One of the limitations of this study was the inclusion of small fires which were likely man made, and therefore would not be accurately predicted in our model. Future research could make predictions based on large fires only, as they are more likely to be driven by larger scale (>1km) environmental factors such as the ones this study used as predictive variables. 

Another limitation of our model was the way it treated land cover classes. Some land cover classes may need different model parameters (grasslands, forests, etc.), perhaps the model could be split to only run in a single land cover type to be best matched to the known likelihoods of that particular area burning. 

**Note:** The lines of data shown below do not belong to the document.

PR #2458, opened 2025-01-08
Remove selector/space stuff

mhauru:
This PR aims to remove all use of the `Selector`/Gibbs ID/`space` mechanisms that the old Gibbs sampler relied on. Methods for functions like `getspace` will still be defined for compatibility with the current DPPL version, but will not do anything. The goal is that after this has been merged a new release of DPPL could be made that removes the same mechanisms from `VarInfo` without anything breaking on the Turing.jl side.


penelopeysm:
I feel like intuitively I'd have removed it from DPPL first, is there a particular reason you started here?

src/mcmc/particle_mcmc.jl
```diff
@@ -15,38 +15,36 @@ Sequential Monte Carlo sampler.
...
+Create a sequential Monte Carlo sampler of type [`SMC`](@ref).
 
 If the algorithm for the resampling step is not specified explicitly, systematic resampling
 is performed if the estimated effective sample size per particle drops below 0.5.
 """
-function SMC(resampler=AdvancedPS.ResampleWithESSThreshold(), space::Tuple=())
-    return SMC{space,typeof(resampler)}(resampler)
+function SMC(resampler=AdvancedPS.ResampleWithESSThreshold())
+    return SMC{typeof(resampler)}(resampler)
 end
```
penelopeysm, line 38:
```suggestion
SMC() = SMC(AdvancedPS.ResampleWithESSThreshold())
```

src/mcmc/particle_mcmc.jl
```diff
@@ -15,38 +15,36 @@ Sequential Monte Carlo sampler.
...
 $(TYPEDFIELDS)
 """
-struct SMC{space,R} <: ParticleInference
+struct SMC{R} <: ParticleInference
     resampler::R
+
+    # Specifying this constructor stops the creation of default constructors. We rather
+    # define our own outer constructors below.
+    SMC{R}(resampler::R) where {R} = new{R}(resampler)
 end
```
penelopeysm, line 24: Does this explicit inner constructor have any effect? As far as I can see, it has the same behaviour as the default inner constructor that Julia generates, so we could omit it and it wouldn't be any different.

src/mcmc/particle_mcmc.jl
```diff
@@ -15,38 +15,36 @@ Sequential Monte Carlo sampler.
...
 
 """
-    SMC(space...)
-    SMC([resampler = AdvancedPS.ResampleWithESSThreshold(), space = ()])
-    SMC([resampler = AdvancedPS.resample_systematic, ]threshold[, space = ()])
+    SMC()
+    SMC([resampler = AdvancedPS.ResampleWithESSThreshold()])
```
penelopeysm, line 28:
```suggestion
    SMC([resampler = AdvancedPS.ResampleWithESSThreshold()])
```

The first line is a sub-case of the second.

src/mcmc/particle_mcmc.jl
```diff
@@ -184,46 +182,39 @@ Particle Gibbs sampler.
...
+    # define our own outer constructors below.
+    PG{R}(nparticles::Int, resampler::R) where {R} = new{R}(nparticles, resampler)
 end
 
 """
-    PG(n, space...)
-    PG(n, [resampler = AdvancedPS.ResampleWithESSThreshold(), space = ()])
-    PG(n, [resampler = AdvancedPS.resample_systematic, ]threshold[, space = ()])
+    PG(n)
+    PG(n, [resampler = AdvancedPS.ResampleWithESSThreshold()])
```
penelopeysm, line 198:
```suggestion
    PG(n, [resampler = AdvancedPS.ResampleWithESSThreshold()])
```

src/mcmc/particle_mcmc.jl
```diff
@@ -184,46 +182,39 @@ Particle Gibbs sampler.
...
-struct PG{space,R} <: ParticleInference
+struct PG{R} <: ParticleInference
     """Number of particles."""
     nparticles::Int
     """Resampling algorithm."""
     resampler::R
+
+    # Specifying this constructor stops the creation of default constructors. We rather
+    # define our own outer constructors below.
+    PG{R}(nparticles::Int, resampler::R) where {R} = new{R}(nparticles, resampler)
```
penelopeysm, line 193: Same here

src/mcmc/particle_mcmc.jl
```diff
@@ -384,31 +375,21 @@ function DynamicPPL.assume(
...
-        end
-        lp = logpdf_with_trans(dist, r, istrans(vi, vn))
+    if ~haskey(vi, vn)
+        r = rand(trng, dist)
+        push!!(vi, vn, r, dist, spl)
+    elseif is_flagged(vi, vn, "del")
+        unset_flag!(vi, vn, "del") # Reference particle parent
+        r = rand(trng, dist)
+        vi[vn] = DynamicPPL.tovec(r)
+        DynamicPPL.setgid!(vi, spl.selector, vn)
```
penelopeysm, line 385: Is this line needed?

src/mcmc/sghmc.jl
```diff
@@ -37,22 +36,17 @@ Tianqi Chen, Emily Fox, & Carlos Guestrin (2014). Stochastic Gradient Hamiltonia
...
+function SGHMC(;
     learning_rate::Real,
     momentum_decay::Real,
     adtype::ADTypes.AbstractADType=Turing.DEFAULT_ADTYPE,
 )
     _learning_rate, _momentum_decay = promote(learning_rate, momentum_decay)
-    return SGHMC{typeof(adtype),space,typeof(_learning_rate)}(
+    return SGHMC{typeof(adtype),typeof(_learning_rate)}(
         _learning_rate, _momentum_decay, adtype
     )
```
penelopeysm, line 47:
```suggestion
    return SGHMC(_learning_rate, _momentum_decay, adtype)
```

Are the type parameters needed here? It seems unnecessarily verbose

src/mcmc/sghmc.jl
```diff
@@ -193,12 +182,10 @@ Dynamics. In: Proceedings of the 28th International Conference on Machine Learni
...
 """
-function SGLD(
-    space::Symbol...;
-    stepsize=PolynomialStepsize(0.01),
-    adtype::ADTypes.AbstractADType=Turing.DEFAULT_ADTYPE,
+function SGLD(;
+    stepsize=PolynomialStepsize(0.01), adtype::ADTypes.AbstractADType=Turing.DEFAULT_ADTYPE
 )
-    return SGLD{typeof(adtype),space,typeof(stepsize)}(stepsize, adtype)
+    return SGLD{typeof(adtype),typeof(stepsize)}(stepsize, adtype)
```
penelopeysm, line 188:
```suggestion
    return SGLD(stepsize, adtype)
```

penelopeysm (commented):
I suppose that the selector features in DPPL are almost purely motivated by this, so from that perspective it does make sense to me to remove this first. It's just a bit awkward with the testing machinery because you'd have to manually run the Turing testsuite with a dev'd version of DPPL..(?) Also, CI won't run the Turing integration tests.

Anyway, just some tiny tidyup suggestions below.

src/mcmc/mh.jl
```diff
@@ -108,45 +104,41 @@ mean(chain)
...
+                push!(prop_syms, s[1])
+                push!(props, proposal(s[2]))
+            elseif length(proposals) == 1
+                # If we hit this block, check to see if it's
+                # a run-of-the-mill proposal or covariance
+                # matrix.
+                prop = proposal(s)
+
+                # Return early, we got a covariance matrix.
+                return new{typeof(prop)}(prop)
```
penelopeysm, line 127: This feels confusing to me, it could probably be handled better with a new method, but maybe a case for another time too.

mhauru: Is it the early return that confuses you? It confuses me. It's been there for at least ~5 years though, and I just left it be for now.

src/mcmc/particle_mcmc.jl
mhauru: It was there to deal with a conflict between the default constructor that takes no type parameters and one of the explicit outer constructors. With your improved way of writing the default value for `resampler` it's no longer needed, so I removed it.

src/mcmc/particle_mcmc.jl
mhauru: Ditto, removed.

src/mcmc/particle_mcmc.jl
mhauru: Hmm, nice catch. I _hope_ not. It shouldn't? I tried removing it, and a bunch of other calls to `setgid!` and `updategid!`, let's see what the test suite says.

src/mcmc/particle_mcmc.jl
penelopeysm: Oh, ... I'm confused. I'll have to think about it, or you'll have to explain it to me some time, but I'm relieved that it's not needed!

src/mcmc/mh.jl
penelopeysm: Yeah, that and the call to `proposal()`, which is a bit opaque. But it's definitely out of scope for this PR.

src/mcmc/particle_mcmc.jl
mhauru: The default constructors include `SMC(resampler)`. Trying to then later define the outer constructor `SMC(resampler=default_value)` resulted in the default inner constructor being overshadowed, and Aqua (rightfully) complained. Defining the singular inner constructor `SMC{R}(resampler::R)` stopped the default constructor from being defined. In retrospect this was quite a silly solution, but that was the logic of it.

penelopeysm (approved):
Happy to merge!

mhauru:
Thanks @penelopeysm! Let's hold off for a while, since 0.36 hasn't even been released yet.

mhauru:
Changed the base branch to `breaking` to collect multiple breaking changes into a single branch/PR.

Delving deeper into the vegetation indices could be necessary for future models. Firstly, tests could be run to see if some of the indices were redundant or counterproductive. Some of the indices could have been superfluous in our model and therefore including two virtually identical indices wasn't necessary. These significance test could be explored by doing an iterative process of adding indices one at a time, and seeing how much they influence the end result. This test could also determine if a different combination of indices could net better results than the one used in this project. Perhaps our original assumptions of these indices relationship to forest fire likelihood is  even wrong.
Adding other variables such as precipitation or a cloud mask may also improve the result, even though certain indices do cover how much moisture the vegetation has.
Furthermore the different parameters could be weighted differently, since some may have a higher impact than others. For instance, temperature as a parameter might have a higher impact than some of the indices, and could therefore be weighted higher in the model.

Conclusion

We achieved highly satisfactory results with our stated goal of predicting wildfires using a MODIS-only approach. 85% of all known fires between May 8th and September 5th, 2019 were classified in our two highest predictive classes. 60% of all known fires were classified in the highest predictive class. This result indicates that with the right use of variables and derived indices, a remote sensing only approach to forest fire prediction is a useful one. Although in the field of fire prediction the tides are changing in favour of a mixed ground based and satellite based approach to wildfire prediction, one of the strengths of our methodology is the standardization of prediction across large and remote areas. This is especially beneficial for areas which have little to no ground based observations of climatic or meteorological conditions. In cases where remote areas need to be considered, relying on this MODIS-only fire prediction model has a good chance of returning better results than other extant methods.